*Goal of the exercise*. Look through the lines below, find those with the word "body", and copy them.

======

PR #2196, opened 2025-09-09
feat: default datablocks owner and access to DS

minottic:
## Description
This replicates the logic from the old [BE](https://github.com/SciCatProject/backend-v3/blob/master/common/models/datablock.js#L34) that allowed for avoiding specifying the owner and accessGroups.
I believe PSI would prefer to have something similar to [origs](https://github.com/SciCatProject/scicat-backend-next/blob/master/src/origdatablocks/origdatablocks.controller.ts#L199-L202), where they are always overridden, but this keeps backwards compatibility

## Changes:

* default to DS owner, access

## Tests included

- [x] Passing? 

## Documentation

### DIFF
--- a/src/datablocks/datablocks.controller.ts
+++ b/src/datablocks/datablocks.controller.ts
@@ -95,9 +95,14 @@ export class DatablocksController {
     );
 
     try {
-      const datablock = await this.datablocksService.create(createDatablockDto);
       const dataset = await this.datasetsService.findOne({
-        pid: datablock.datasetId,
+        pid: createDatablockDto.datasetId,
+      });
+      const datablock = await this.datablocksService.create({
+        ...createDatablockDto,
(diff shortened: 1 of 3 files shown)


HayenNico (approved):
Looks good to me.

Regarding origDatablocks: 
In my opinion we should also have this logic for the origDatablocks, or remove Ownable as the base from the DTOs for both datablock types. The current origDatablocks will allow specification of owners in the DTO and then silently drop that data in favor of the dataset owners, which may be confusing on the users' side.

minottic:
> Regarding origDatablocks:
> In my opinion we should also have this logic for the origDatablocks, or remove Ownable as the base from the DTOs for both datablock types. The current origDatablocks will allow specification of owners in the DTO and then silently drop that data in favor of the dataset owners, which may be confusing on the users' side.
> 

that's also what I thought when seeing the code. I'll open an issue and approach in another PR

PR #2197, opened 2025-09-09
fix: mock datacite calls and avoid in CI

minottic:
## Description
Enables mocking datacite calls with jest and removes tests from acceptance

## Fixes

* remove CI vars
* add tests to jest
* remove from .js

## Tests included

- [ ] Passing? 

## Documentation


minottic:
@nitrosx , @Junjiequan , if this succeeds, could you please remove the GITHUB secret?

test/PublishedDataV4.js
```diff
@@ -154,71 +148,6 @@ describe("1600: PublishedDataV4: Test of access to published data v4 endpoints",
...
-        .get("/api/v4/PublishedData/" + doi)
-        .set("Accept", "application/json")
-        .set({ Authorization: `Bearer ${accessTokenAdminIngestor}` })
-        .expect(TestData.SuccessfulGetStatusCode)
-        .expect("Content-Type", /json/)
-        .then((res) => {
-          res.body.should.have.property("status").and.equal("registered");
-        });
-    },
-  );
```
HayenNico, line 182: We could leave a variation of this test in that expects status "public" instead of "registered" after 0040

HayenNico (approved):
Looks good

test/PublishedDataV4.js
minottic: makes sense, I would say maybe in an another PR, this is only refactoring of existing tests, I wouldn't add additional logic

test/jest-e2e-tests/publishedData.e2e-spec.ts
```diff
@@ -0,0 +1,139 @@
...
+  it("Should fetch this amended published data", async () => {
+    await request(app.getHttpServer())
+      .get("/api/v4/PublishedData/" + doi)
+      .set("Accept", "application/json")
+      .set({ Authorization: `Bearer ${token}` })
+      .expect(200)
+      .expect("Content-Type", /json/)
+      .then((res) => {
+        expect(res.body.status).toEqual("amended");
+      });
```
Junjiequan, line 137: I'm trying to understand how it returns body or 201 without mocked response

minottic: mmm, good point thanks! let me check

minottic: these tests actually run the nestjs app, what is mocked is only the httpService to avoid the datacite call, so there should be no need to mock in this test. But maybe you meant something differetn?

Junjiequan: I might be wrong, but to my understanding, when httpServer/service is mocked the response also needs to be mocked

minottic: but httpServer is mocked only in 1 test, not for all of them, so the others will not be affected

Junjiequan: You are right, the endpoint just handles DB interaction, i thought it was reaching out external service

Junjiequan (approved):

Issue #2174, opened 2025-09-04
Make CreateJobDtoV3.jobStatusMessage optional


sbliven:
## Summary

In v3, `Job.jobStatusMessage` was optional and defaulted to "jobSubmitted" if not set. `CreateJobDtoV3.jobStatusMessage` should also be optional and default to `JOB_DEFAULT_STATUS_CODE`.

## Steps to Reproduce

In v3 calls to `POST /Jobs` omitted `jobStatusMessage`. For example, here's an archive job from the old frontend:

```json
{
  "jobParams": {
    "username": "***",
    "destinationPath": "/archive/retrieve",
    "option": "PSI"
  },
  "emailJobInitiator": "***@psi.ch",
  "datasetList": [
    {
      "pid": "20.500.11935/1e1edfaa-b425-4205-8ede-a7aef3963511",
      "files": []
    }
  ],
  "type": "retrieve"
}
```

Interestingly, this *is* accepted by the current backend (`POST /api/v3/jobs`), despite not conforming to the type definition. So this issue is primarily about having the correct typescript type definition; it shouldn't change any client behavior.

## Current Behaviour

Typescript clients creating a `CreateJobDtoV3` object are required to include `jobStatusMessage`.

## Expected Behaviour

`CreateJobDtoV3.jobStatusMessage` should be optional. If unset, the backend will fill it with the default.

PR #2204, opened 2025-09-12
fix: make CreateJobDtoV3.jobStatusMessage optional

despadam:
## Description

Made `CreateJobDtoV3.jobStatusMessage` optional and then also noticed that its value was always getting overridden by the default one. Made the appropriate changes to ensure the value from the dto persists, when specified, otherwise falls back to default.

## Motivation

See https://github.com/SciCatProject/scicat-backend-next/issues/2174

## Fixes

* `create-job-v3-mapping.interceptor`: stores `jobStatusMessage` temporarily in `jobParams` to ensure its value does not get overridden
* `update-job-v3-mapping.interceptor`: ensures that the previously stored values do not get overridden by the default ones
* `jobs.controller.utils`: prioritizes the `jobStatusMessage` that we stored in `jobParams`, if it exists, and then removes it from `jobParams`
* `jobs.service`: prioritizes the values coming from the dto instead of the default ones

## Changes:

* Marked `CreateJobDtoV3.jobStatusMessage` as optional

## Tests included

- [x] Passing? 

## Documentation

https://github.com/SciCatProject/documentation/pull/87


sbliven (approved):
This was a bigger change than I expected. Looks good.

======

*Task response*.
-          res.body.should.have.property("status").and.equal("registered");
+        expect(res.body.status).toEqual("amended");
Junjiequan, line 137: I'm trying to understand how it returns body or 201 without mocked response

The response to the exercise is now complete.